◆ **WHAT THIS TASK INVOLVES**: Working from the records below, repeat exactly the lines starting at the line that contains "PR #719, opened 2016-11-04" and ending at the line that contains "request a configuration.", inclusive.

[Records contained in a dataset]
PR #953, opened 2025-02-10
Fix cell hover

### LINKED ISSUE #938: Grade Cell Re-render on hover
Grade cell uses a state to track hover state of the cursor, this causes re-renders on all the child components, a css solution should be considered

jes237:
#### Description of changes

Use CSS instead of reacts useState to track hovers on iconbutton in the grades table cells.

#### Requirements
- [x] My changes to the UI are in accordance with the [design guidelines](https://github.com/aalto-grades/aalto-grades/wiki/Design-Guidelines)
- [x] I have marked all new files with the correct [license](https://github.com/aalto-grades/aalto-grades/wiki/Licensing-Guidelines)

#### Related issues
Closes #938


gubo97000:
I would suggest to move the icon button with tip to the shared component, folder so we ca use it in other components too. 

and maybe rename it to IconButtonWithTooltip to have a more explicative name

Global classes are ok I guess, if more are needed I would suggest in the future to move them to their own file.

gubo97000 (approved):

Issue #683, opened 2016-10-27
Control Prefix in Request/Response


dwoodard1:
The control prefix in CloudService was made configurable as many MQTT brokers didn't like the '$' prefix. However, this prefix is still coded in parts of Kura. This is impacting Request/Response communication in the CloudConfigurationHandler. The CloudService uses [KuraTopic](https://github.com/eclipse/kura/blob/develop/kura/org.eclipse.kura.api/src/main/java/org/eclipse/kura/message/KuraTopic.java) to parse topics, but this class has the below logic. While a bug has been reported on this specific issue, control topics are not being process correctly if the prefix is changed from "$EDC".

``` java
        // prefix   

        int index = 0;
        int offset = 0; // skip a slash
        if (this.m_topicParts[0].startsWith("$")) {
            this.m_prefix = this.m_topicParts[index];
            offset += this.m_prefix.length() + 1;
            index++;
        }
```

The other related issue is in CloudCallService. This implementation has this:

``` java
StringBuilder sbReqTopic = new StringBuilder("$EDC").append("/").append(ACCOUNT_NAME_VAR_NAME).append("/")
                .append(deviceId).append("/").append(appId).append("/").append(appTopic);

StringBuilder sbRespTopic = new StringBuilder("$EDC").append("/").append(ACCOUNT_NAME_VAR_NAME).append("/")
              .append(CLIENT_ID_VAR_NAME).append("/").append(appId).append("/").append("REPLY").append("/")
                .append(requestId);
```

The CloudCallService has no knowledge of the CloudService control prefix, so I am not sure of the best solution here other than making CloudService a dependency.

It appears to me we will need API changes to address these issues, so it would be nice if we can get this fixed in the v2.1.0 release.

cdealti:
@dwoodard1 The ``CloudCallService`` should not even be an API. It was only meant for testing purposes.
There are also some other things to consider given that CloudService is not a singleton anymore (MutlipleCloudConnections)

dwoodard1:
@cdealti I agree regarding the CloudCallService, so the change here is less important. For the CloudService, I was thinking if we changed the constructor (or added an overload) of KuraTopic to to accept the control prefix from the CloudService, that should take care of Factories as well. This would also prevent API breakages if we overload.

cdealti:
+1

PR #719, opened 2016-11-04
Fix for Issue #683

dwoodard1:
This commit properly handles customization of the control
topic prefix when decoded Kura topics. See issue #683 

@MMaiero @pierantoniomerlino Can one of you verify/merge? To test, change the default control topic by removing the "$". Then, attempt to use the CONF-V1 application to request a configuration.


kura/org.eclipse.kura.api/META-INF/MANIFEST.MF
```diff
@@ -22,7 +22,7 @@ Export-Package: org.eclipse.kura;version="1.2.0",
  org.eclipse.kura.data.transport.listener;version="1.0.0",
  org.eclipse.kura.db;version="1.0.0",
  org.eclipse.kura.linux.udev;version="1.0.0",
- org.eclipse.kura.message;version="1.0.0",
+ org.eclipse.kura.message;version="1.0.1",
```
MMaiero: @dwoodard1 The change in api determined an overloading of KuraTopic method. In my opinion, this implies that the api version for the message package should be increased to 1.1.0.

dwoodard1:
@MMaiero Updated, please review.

◆ **RESPONSE BOX**:
PR #719, opened 2016-11-04
Fix for Issue #683

dwoodard1:
This commit properly handles customization of the control
topic prefix when decoded Kura topics. See issue #683 

@MMaiero @pierantoniomerlino Can one of you verify/merge? To test, change the default control topic by removing the "$". Then, attempt to use the CONF-V1 application to request a configuration.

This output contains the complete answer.